0 01111100 10011001100110011001100
0011 1110 0100 1100 1100 1100 1100 1100
0x3E4CCCCC
Now I cheated and let the computer convert this for me and got:
0 01111100 10011001100110011001101
0x3E4CCCCD
and that makes sense because before we chop of the end we have 11001 that last bit being chopped off is greater than or equal to half our base so we round up if we want to round that makes it a 1101. When we have base ten to round up we need equal to or half the base so 5 0.105 rounds up to 0.11. so in binary 0.11001 rounds up to 0.1101.
so half point format appears to be
seeeeemmmmmmmmmm
and the bias is 2^(e-15)
so we add 15 to -3 we get 12
s is 0 it is positive e is 12 and m is I assume without the implied 1 bit so
0 01100 1001100110
0011 0010 0110 0110
0x3266
where it gets chopped off was a 0 so it doesnt round up assuming a round up rounding mode...
so that is a normalized version of 0.2 in 16 bit IEEE floating point format.
Now if you read wikipedia which is good enough to understand this, if when you normalize this to 1.xxxxx you will shift left (or right if greater than 1.xxxx, left if less than 1.xxxx which it is in this case) some number N bits to do that so your number is 1.xxxx times 2^(-N) as shown in the wikipedia page
Emin = 000012 − 011112 = −14
So an N of 14 is the worst case you can have if you have to shift more than 14 bits you cannot normalize this number. so they have a case for this shown in wikipedia, they call it subnormal same as denormal. you shift it 14 bits to the left which is implied by the 2^-14 so you convert your binary number into 0.xxxxxxxxxx * 2^-14, whatever the first ten xxxxx bits that is your mantissa/fraction. and the exponent in the encoding is a special number 00000
so 0 00000 xxxxxxxxxx is the encoding for a denormal in IEEE 754 half point binary.
The mantissa (OPs ? bits) of a half, float or double is normalized to remove the leading zeros.
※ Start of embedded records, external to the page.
PR #2144, opened 2022-01-10
Add Foreground and Background events for iOS

HackerFoo:

### DIFF
--- a/src/event.rs
+++ b/src/event.rs
@@ -76,6 +76,12 @@ pub enum Event<'a, T: 'static> {
     /// Emitted when the application has been resumed.
     Resumed,
 
+    /// Emitted when the application will enter the foreground.
+    Foreground,
+
+    /// Emitted when the application has entered the background.
+    Background,
+
     /// Emitted when all of the event loop's input events have been processed and redraw processing
     /// is about to begin.
     ///
@@ -138,6 +144,8 @@ impl<T: Clone> Clone for Event<'static, T> {
             LoopDestroyed => LoopDestroyed,
             Suspended => Suspended,
             Resumed => Resumed,
+            Foreground => Foreground,
+            Background => Background,
         }
     }
 }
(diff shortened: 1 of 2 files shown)


madsmtm:
Hmm, how does this differ from `WindowEvent::Focused`?

Also, this is something touching the public API, and will need discussion to figure out if it's relevant for at the very least a few platforms (see also the issues on Android: https://github.com/rust-windowing/raw-window-handle/issues/84).

HackerFoo:
`WindowEvent::Focused` is sent in response to [`becomeKey()/resignKey()`](https://developer.apple.com/documentation/uikit/uiwindow), which seems to be for indicating the most recently active window, while `WindowEvent::Foreground/Background` events indicate transitions in an [app's lifecycle](https://developer.apple.com/documentation/uikit/app_and_environment/managing_your_app_s_life_cycle):

iOS App Lifecycle

It should probably be sent at the `onResume()` and `onPause()` transitions for Android:

Android App Lifecycle

The purpose is to allow the app to switch from and to a low power state, rather than for tracking the user's focus. For iOS in particular, an app may not use the GPU while in the background, or it will be killed by the OS.

madsmtm:
The implementation looks good, though I must admit I have a hard time grokking the different lifecycle events - maybe we should have some documentation that directly maps `winit`s lifecycle events to Android/iOS lifecycle events, kinda like you just described, just for all of them?

Anyhow, I think these events belong in `winit`, but it's harder to justify this PR without the Android implementation; could you be persuaded to attempt that?

> For iOS in particular, an app may not use the GPU while in the background, or it will be killed by the OS.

Usually this is done until the number is, 1.0 <= number < 2.0. But in this case the number is in the sub-normals range (The exponent is 00000 as you've already established. Which means the original number was less than the minimum normal of 6.10352 × 10^−5, ie when you're trying to shift to make the number 1.0 <= number < 2.0, you hit the exponents minimum limit), in this case they shift 15 times, ie multiply by 2^15 and store as many bits after the point as possible (for half floats this is 10bits). Doing this means they can store very small numbers, because for the sub-normal range they have an implicit 0. in front of the mantissa when restoring the number and they allow leading zeros on the mantissa.
So 0.0000211 = b'0.000000000000000101100001111111111100111...
2^15 * 0.0000211 = 0.6914048 = b'0.101100001111111111100111...
We store 1011000011 because the sub normal range removes the implicit 0. (ie for 0.XXXXXXXXXX we only store the Xs)
So in this case the mantissa (OPs ? bits) are 1011000011
This can be checked with python using numpy and struct
So for your final... At the very least you're going to need to learn how to turn a decimal less than 1.0 into a binary, and remember a few rules. You seem to be on top of calculating the exponent.
Have a look at...
https://math.stackexchange.com/questions/1128204/how-to-convert-from-floating-point-binary-to-decimal-in-half-precision16-bits
One of the answers to this question has python code for the whole conversion. Which may be useful for learning.